PHILADELPHIA — When you want to put on a memorable show, you cast a superstar to get it started. Was anyone surprised to see a Michelle Obama speech scheduled for Monday, Day One of the Democratic National Convention?
Without even attending the convention the Republicans just wrapped up in Cleveland, the first lady found a way to dominate in the most visible way possible; her words anchored the prime time speech of Melania Trump. Like many women of all political persuasions I’ve interviewed through two terms of President Barack Obama and his family in the White House, the wife of Republican presidential nominee Donald Trump found inspiration and something relatable in Michelle Obama.
Ask those who have viewed the video of the first lady’s “carpool karaoke” on an appearance on “The Late Late Show with James Corden,” having fun with Corden and Missy Elliott and delivering a serious message about her Let Girls Learn initiative to educate girls around the globe.
Hillary Clinton has said she is not as gifted a campaigner as her husband, Bill Clinton, or President Obama. She could have added Michelle Obama to that list. She has the touch; she can connect. On Monday, she will use that gift to support the candidate who was her husband’s rival in 2008. Barack Obama’s legacy will depend on Hillary Clinton’s success in November.
How will she best be used as a surrogate after this week? Appearing side by side is tricky, given some suggestions that Michelle Obama should consider a run of her own, following the Clinton playbook. She could appear before the African-American female voters Clinton needs to turn out or the young voters she has had trouble attracting. With her crossover appeal, where Michelle Obama goes hardly matters.
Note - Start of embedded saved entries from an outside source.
PR #480, opened 2023-01-20
chore(bench): add codspeed bench

adriencaccia:
Add [CodSpeed](https://codspeed.io/) continuous benchmarking tool.

In order to make it work, the `serverless-contracts` package has been switched to `esm`. This is something that needed to be done at some time, so it is a nice opportunity to start experimenting with it 😄


adriencaccia:
@fargito WDYT?

Especially the part about `esm`. I tested it on my end and found it's working. I would like your opinion/tests before merging this 😉

packages/serverless-contracts/package.json
```diff
@@ -32,7 +34,7 @@
     "package-types": "tsc -p tsconfig.build.json",
     "package-types-aliases": "tsc-alias -p tsconfig.build.json",
     "test": "nx run test-linter && nx run test-type && nx run test-unit && nx run test-circular",
-    "test-circular": "pnpm depcruise --validate .dependency-cruiser.js .",
+    "test-circular": "pnpm depcruise --config -- .",
```
fargito, line 37: Why was it necessary to remove the `--validate` option?

packages/serverless-contracts/package.json
```diff
@@ -19,10 +19,12 @@
...
     "dist"
   ],
-  "main": "dist/index.cjs.js",
-  "module": "dist/index.esm.js",
+  "type": "module",
+  "main": "dist/index.cjs",
+  "module": "dist/index.js",
   "types": "dist/types/index.d.ts",
   "scripts": {
+    "bench": "pnpm tsx src/__benches__/index.ts",
```
fargito, line 27: Maybe this folder should be outside of `src`?
We need to make sure this is not included in the code shipped to npm

fargito (changes requested):
Very nice!
Let's ensure we don't ship the benches to npm though

packages/serverless-contracts/package.json
adriencaccia: It is explained here: https://github.com/sverweij/dependency-cruiser/blob/develop/doc/cli.md#--config---validate

Basically, `--validate` and `--config` are aliases, and we need to use it to have the default config (in our case `.dependency-cruiser.cjs`) loaded

packages/serverless-contracts/package.json
adriencaccia: Since nothing from this folder is exported from `src/index.ts`, there will not be any `js` code exported. And for types the `src/__benches__` folder is excluded from the `tsconfig.build.json`.

I wanted to keep the benches in the `src` folder because, in the long run, our benches will be done through `vitest bench` (once CodSpeed supports it), and our benches will live right next to the source code as tests do.

WDYT?

packages/serverless-contracts/package.json
fargito: Perfect!

packages/serverless-contracts/package.json
fargito: I see, and in this case `src/__benches__/index.ts` will disappear right ? In order to minimize the rework when that is done, we can put it in `__benches__` and directly import from all the benches subdirectories (skip all the `index.ts` exports). WDYT?

adriencaccia: Yes you are completely right, I will do that 😉

fargito (approved):

PR #483, opened 2023-01-23
ci(cd): clean & fix examples

fargito:


examples/swarmion-with-next/.github/workflows/merge-main.yml
```diff
@@ -3,10 +3,17 @@ on:
     branches:
       - main
 
-concurrency: deploy_main
-
```
adriencaccia, line 7: Why remove this?
This prevents concurrent cloudformation deployments, I think we should keep it.

Maybe add a comment if it is not explicit enough

examples/swarmion-with-next/.github/workflows/merge-main.yml
```diff
@@ -26,43 +31,33 @@ jobs:
...
+      - name: '🧪 Run tests'
+        run: pnpm nx affected --targets=test-linter,test-type,test-unit,test-circular --parallel=2
       - name: Configure AWS Credentials
-        uses: aws-actions/configure-aws-credentials@master
+        uses: aws-actions/configure-aws-credentials@v1-node16
         with:
-          aws-region: ${{ steps.get-stack-region.outputs.AWS_REGION }}
-          role-to-assume: ${{ secrets.AWS_ROLE_TO_ASSUME }} # Create the role in AWS and add it to the secrets
+          aws-region: ${{ env.AWS_REGION }}
+          role-to-assume: ${{ secrets.AWS_ROLE_ARN_PRODUCTION }}
```
adriencaccia, line 61: We should change the docs to document that these should be defined/changed

adriencaccia (changes requested):

examples/swarmion-with-next/.github/workflows/merge-main.yml
fargito: This is a good catch, it had been removed from the other examples and I copy-pasted 😆

examples/swarmion-with-next/.github/workflows/merge-main.yml
fargito: Done

user-docs/documentation/docs/how-to-guides/4-configure-ci-cd.md
```diff
@@ -6,17 +6,35 @@ sidebar_position: 4
...
+We strongly recommend the second option, as it will remove the risk of losing long-lived credentials. The Swarmion CI/CD from all starters, uses this method by default.
 
-This will remove the need to store long lived credentials, and thus the need to specify a policy (we can grant admin access). If you do so, you can skip the following sections.
+### With OpenID Connect (OIDC)
+
+If you use Github Actions, we can recommend to follow [these guidelines](https://docs.github.com/en/actions/deployment/security-hardening-your-deployments/configuring-openid-connect-in-amazon-web-services) to setup OIDC for your pipeline.
+
+If you are using the Swarmion generated CI, once you have created the role, retrieve its ARN and place it in a Github Actions secret named `AWS_ROLE_ARN_PRODUCTION`.
+
+### With an IAM user
```
adriencaccia, line 26: We could separate the two parts with [tabs](https://docusaurus.io/docs/markdown-features/tabs), so it will be clearer that the restriction is not recommend for OIDC

adriencaccia (changes requested):

PR #490, opened 2023-01-27
perf(serverless-contracts): move ajv schema compilation outside of handler invocation

adriencaccia:
This change allows to compile the schema only once, instead of compiling it on every invocation.
On handlers with basic schemas, this change reduces the execution by around 5ms.
With larger schemas, the difference is even more significant.

### DIFF
--- a/packages/serverless-contracts/src/contracts/apiGateway/features/lambdaHandler.ts
+++ b/packages/serverless-contracts/src/contracts/apiGateway/features/lambdaHandler.ts
@@ -52,63 +52,68 @@ export const getApiGatewayHandler =
     AuthorizerType,
     Output,
     AdditionalArgs
-  > =>
-  async (event, context, callback, ...additionalArgs) => {
-    try {
-      const ajv = new Ajv();
+  > => {
+    const ajv = new Ajv();
+    const inputValidator = ajv.compile(contract.inputSchema);
 
-      const parsedEvent = proxyEventToHandlerEvent<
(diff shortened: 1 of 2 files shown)


packages/serverless-contracts/src/contracts/apiGateway/features/lambdaHandler.ts
```diff
@@ -52,63 +52,64 @@ export const getApiGatewayHandler =
...
+        );
 
-      if (contract.outputSchema !== undefined) {
-        const outputValidator = ajv.compile(contract.outputSchema);
-        if (!outputValidator(handlerResponse)) {
-          console.error('Error: Invalid output');
-          console.error(outputValidator.errors);
-          throw createHttpError(400, 'Invalid output');
+        if (contract.outputSchema !== undefined) {
+          const outputValidator = ajv.compile(contract.outputSchema);
```
fargito, line 85: You can move this out of the handler declaration as well right?

fargito (changes requested):
Awesome!

Great catch thanks to Codspeed, congrats @art049 for this

packages/serverless-contracts/src/contracts/apiGateway/features/lambdaHandler.ts
adriencaccia: Nicely spotted 👀

fargito (approved):
🚀

PR #2494, opened 2016-07-16
AO3-3788 Manage collection items page should work w deleted bookmarks

sarken:
https://otwarchive.atlassian.net/browse/AO3-3788

If a user went to their Manage Collected Works' Approved page and there was a deleted bookmark there, the page would give a 500 error. Ditto a collection owner going to the collection's Manage Items's Approved page. And double ditto the Awaiting Approval page of a collection's Manage Items section, which errored not just because of the title, but because the `collection_item.item` was nil, so `collection_item.item_date.to_date` would error.


app/views/collection_items/_item_fields.html.erb
```diff
@@ -1,64 +1,73 @@
-<li class="collection item picture blurb group">
-  <div class="header module">
-  <% item_name = collection_item.item_type == "Bookmark" ? 
-            ts("Bookmark for %{title}", :title => collection_item.item.bookmarkable.title) : 
-            (collection_item.item.title + (!collection_item.item.posted? ? ts("(draft)") : "")) %>
+<% if collection_item.item_type == "Bookmark" && collection_item.item.present? && collection_item.item.bookmarkable.present? %>
```
sarken: This should be a helper. I know. Dishonor on me and my cow. I will fix it.

shalott:
This is grey but otherwise looks good to me.

app/views/collection_items/_item_fields.html.erb
```diff
@@ -1,64 +1,63 @@
...
+          <% collection_item.item_creator_pseuds.each do |pseud| %>
+            <%= pseud.byline %>
             <% if collection_item.collection.user_is_posting_participant?(pseud.user) %>
               <%= ts("(Member)")%>
             <% end %>
           <% end %>
-        <% # TODO: Make recipients and bylines links, separate recipients with space (currently "snow,astolat") %>
-        <% unless collection_item.recipients.blank? %>
-          <span class="recipients"><%= ts("for") %> <span class="user"><%= collection_item.recipients %></span></span>
+          <% # TODO: Make recipients and bylines links, separate recipients with space (currently "snow,astolat") %>
```
ariana-paris: Would calling `to_sentence` on `collection_item.recipients` take care of this TODO ?

features/collections/collectible.feature
```diff
@@ -112,3 +112,70 @@ Feature: Collectible items
     Then I should see "Bookmarks (0)"
       And I should not see "Tundra penguins"
 
+  Scenario: Bookmarks of deleted items are included on the collection's Manage
```
ariana-paris: Only a suggestion so don't worry if you don't have time, but these scenarios could be extracted into a separate "Deleted Items in Collections" feature with the Background:
```
   Given I have a collection "Various Penguins"
      And I am logged in as a random user
```
(no big deal though)

sarken: Alas, one of the scenarios needs to be moderated, so it'll take a bit more work to make the collection moderated after the Background step. I can do that in a separate pull request and refactor the existing tests in this as well, since I think they can also be reworked to share the same background.

sarken:
Here we go! I broke them out by collection type, so everything that gets added to an open collection is in one file, moderated in another, closed another, and multiple still another. (Even though I _could_ do "I have the moderated collection" as background in the multiple collection tests, I'm not going to -- you could just as easily test two open collections in that file.)

app/views/collection_items/_item_fields.html.erb
ariana-paris: Oh well /o\

PR #2511, opened 2016-08-14
AO3-4466 Reduce the one call to skins per page

zz9pzza:
https://otwarchive.atlassian.net/browse/AO3-4466


sarken:
So this will need coder action in order to avoid the problem where changing the default Archive skin breaks everything?

sarken:
Pokes @zz9pzza -- we reverted this because it broke changing the default skin on the Archive. Should we close this until that's fixed?

zz9pzza:
I would rather keep it open as the code is right but the database in production and test is wrong, we can work on finding out what is wrong on test by changing the default skin to the right thing on test and seeing what happens.

sarken:
Will we need to make that change on staging before this is merged or can it be done after?

zz9pzza:
I would rather do it before as we can get staging working after it breaks things ( and learn what to do on beta ). Then add this pull

sarken:
Okie dokie -- gonna mark this ready to merge, but also deferred so we don't accidentally merge it before we fix the skin issue on staging.

sarken:
Travis is failing with `Your Ruby version is 2.1.9, but your Gemfile specified 2.2.5`

Also, before we merge, have we definitely taken care of the default skin issue on staging that is referenced in the comments here?

zz9pzza:
I am going to say we probably should make so we can actually successfully change the skin. I don't think this needs it but I am feeling a bit conservative right now.

sarken:
Should we take it out of this release, then? (It's not a problem -- just want to make sure things are tidy on JIRA.)

zz9pzza:
Please, the devises pull will be stress enough for me on this release :)

sarken:
Okay, I'll give it the boot!

app/models/admin_setting.rb
```diff
@@ -38,14 +39,17 @@ class << self
...
 
   def self.default_skin
-    settings = current
-    if settings.default_skin_id.present?
-      Rails.cache.fetch("admin_default_skin") { settings.default_skin }
+    if self.first
+      self.first.default_skin_id ? self.first.default_skin : Rails.cache.fetch(default_skin_cache_key) { Skin.default }
     else
-      Skin.default
+      Rails.cache.fetch(default_skin_cache_key) { Skin.default }
```
tickinginstant: #3382 introduced caching for `Skin.default`, so wrapping it in another cache block is a bit redundant (both here and above on line 43).

In general, I'm not sure what the changes to this function are intended to accomplish. Currently, I think you're wrapping a cache block around something that's already cached, and deleting a cache block around something that's not otherwise cached. Is there something subtly wrong with the current caching set-up that I'm missing? Or did the changes just get obsoleted by #3382?

app/models/admin_setting.rb
```diff
@@ -38,14 +39,17 @@ class << self
...
     end
   end
 
+  def self.stats_updated_at
```
tickinginstant: I think this is already handled by the call to `delegate` above:
https://github.com/otwcode/otwarchive/blob/9dba531c689f9bcc1eac1a9e4ac50227bb0414e2/app/models/admin_setting.rb#L37-L39

app/models/admin_setting.rb
redsummernight: Yeah, #3382 added caching for the default skin, so the changes in this PR are no longer needed. I'll close this.

I'll keep [AO3-4466](https://otwarchive.atlassian.net/browse/AO3-4466) open though, because @zz9pzza's comment from the issue is still true:

> If you are logged in there is still one look up, so better but not completely finished.
>
>     ↳ app/helpers/skins_helper.rb:25:in `set_site_skin'
>     Skin Load (1.3ms) SELECT `skins`.* FROM `skins` WHERE `skins`.`id` = 1 LIMIT 1
>     ↳ app/helpers/skins_helper.rb:26:in `set_site_skin'
>     Cache read: views//v1/site_skin_1_2016-08-14 04:41:15 -0400
>     Cache read: skins_generation/site_skin

PR #2508, opened 2016-08-13
Fix for issue AO3-3947, with cucumber scenarios to test

tickinginstant:
https://otwarchive.atlassian.net/browse/AO3-3947

I added a check to CreationObserver so that it won't trigger the UserMailer's recipient_notification if the user has gift notifications turned off in their preferences. I also created three cucumber scenarios to test recipient notifications (corresponding to the three laid out in the description of issue AO3-3947).

(I hope this is okay! I tried to follow the guidelines in the wiki, but I've never tried to contribute code to an open-source project before.)

PR #2513, opened 2016-08-19
AO3-4108 (& AO3-4367) - Fix some problems with subscriptions and anonymous or unrevealed collections.

tickinginstant:
https://otwarchive.atlassian.net/browse/AO3-4108
https://otwarchive.atlassian.net/browse/AO3-4367

Attempts to fix AO3-4108 (and AO3-4367) by removing the code for author reveals from the CollectionItem and Collection objects, and rewriting a similar system within CreationObserver's before_update function.

The bug AO3-4108, where works in two anon collections send out author subscription emails when only one collection does author reveals, meant that CollectionItem's notify_of_author_reveal needed to be able to check whether the item was in another anonymous collection (i.e. whether it would still be anonymous after the author reveal). In other words, when queuing up author subscription emails, it would be really nice to access the *new* value of item.in_anon_collection (the value that takes into account the newly-de-anonymized collection). Unfortunately, item.in_anon_collection doesn't seem to be updated before notify_of_author_reveal is called, and I didn't want to duplicate work by calculating the value twice.

I eventually decided to try to move the logic for author reveal emails to CreationObserver's before_update function, where the other half of the creator subscriber code lives. (And it gets called just before the work's value of in_anon_collection is saved, so it's guaranteed to be up-to-date.) Instead of relying on a call from Collection, it checks whether the work's creator is currently visible, and then uses in_anon_collection_changed? and in_revealed_collection_changed? to tell whether the author is newly revealed (and thus whether emails should be sent out).

As a happy accident, the code that I wrote also seems to fix AO3-4367 (the bug where author reveals aren't sent out for a collection that goes straight from unrevealed to revealed, with no anon period).

I wrote up four new cucumber tests, for four scenarios:

1. A work is in two anonymous collections and one is revealed.
2. A work is in two hidden collections and one is revealed.
3. A work is in two collections, one hidden and one anonymous, and the anonymous collection is revealed.
4. A work is in two collections, one hidden and one anonymous, and the hidden collection is revealed.

In each of these scenarios, no author subscription emails should be sent. The original code actually passes two of these tests, because AO3-4367 means that author subscriptions aren't sent out in scenarios 2 and 4. But since my code seems to fix AO3-4367, I figured it would be good to add some tests to make sure that I wasn't missing any weird edge cases.

I also uncommented the two existing tests for AO3-4367.

### DIFF
--- a/app/models/collection.rb
+++ b/app/models/collection.rb
@@ -416,17 +416,12 @@ class Collection < ActiveRecord::Base
   
   def reveal_collection_item_authors
     approved_collection_items.each { |collection_item| collection_item.update_attribute(:anonymous, false) }
-    send_author_reveal_notifications
   end
   
   def send_reveal_notifications
     approved_collection_items.each {|collection_item| collection_item.notify_of_reveal}
   end
   
-  def send_author_reveal_notifications
-    approved_collection_items.each {|collection_item| collection_item.notify_of_author_reveal}
-  end
-
   def self.sorted_and_filtered(sort, filters, page)
     pagination_args = {:page => page}
 
--- a/app/models/collection_item.rb
+++ b/app/models/collection_item.rb
@@ -188,9 +188,6 @@ class CollectionItem < ActiveRecord::Base
         notify_of_reveal
       end
     end
-    if anonymous_changed?
-      notify_of_author_reveal
-    end
   end
   
   after_destroy :expire_caches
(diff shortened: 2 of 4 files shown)


elzj:
Looks good to me! @sarken

sarken:
Yay, thanks, @elzj! 

And thank you for the fix, @tickinginstant -- we'll get this is in as soon as possible. We'll credit tickinginstant in the release notes, as we mentioned on PR #2508, but I forgot to ask what pronouns we should use for you. (We don't generally use them in release notes, but sometimes we do need them.)

tickinginstant:
Glad to hear it! And my pronouns are she/her.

That she will be visible is essential.
On Monday, she will also be called on to be peacemaker, with dissent in the Democratic Party brewing. Also scheduled to speak is Bernie Sanders, who gave Clinton a run for her money in the primaries. He has endorsed Clinton and really does not want a Donald Trump presidency. That, he’s made clear.
But Sanders and his supporters are none too happy about leaked Democratic National Committee emails that show staffers disparaging him and his campaign. DNC chairwoman Debbie Wasserman Schultz is stepping down after the convention. Sanders would also have preferred to see someone other than Tim Kaine in the VP spot.
So will anticipation of Michelle Obama blunt the fissures in any way, as viewers wonder if she will slip in a sly Melania joke, reprise a Stevie Wonder verse or emphasize her own work in the White House, from healthy eating programs to helping military families. And admit it, people will also be looking to see what she will be wearing, as she made a statement in 2012 with her highly praised speech and a Tracy Reese pink dress.
The country has gotten to know her, especially as she has shared personal and poignant parts of her life story at commencement speeches, several in front of first-generation graduates of historically black colleges and universities.
It is one of hard work that triumphs over adversity, reflected in her journey from a false caricature of an “angry black woman” through criticism from conservatives who thought she did too much to some feminists who thought she didn’t do enough and from some who believed that her proud and beautiful African-American “self” did not “fit.”
She has broken the mold and set a new standard, and, in the process, has become President Obama’s not-so-secret weapon. Will she do the same in what promises to be a bruising campaign for Hillary Clinton? All eyes and ears will be looking for that pivot, starting on Monday night in Philadelphia.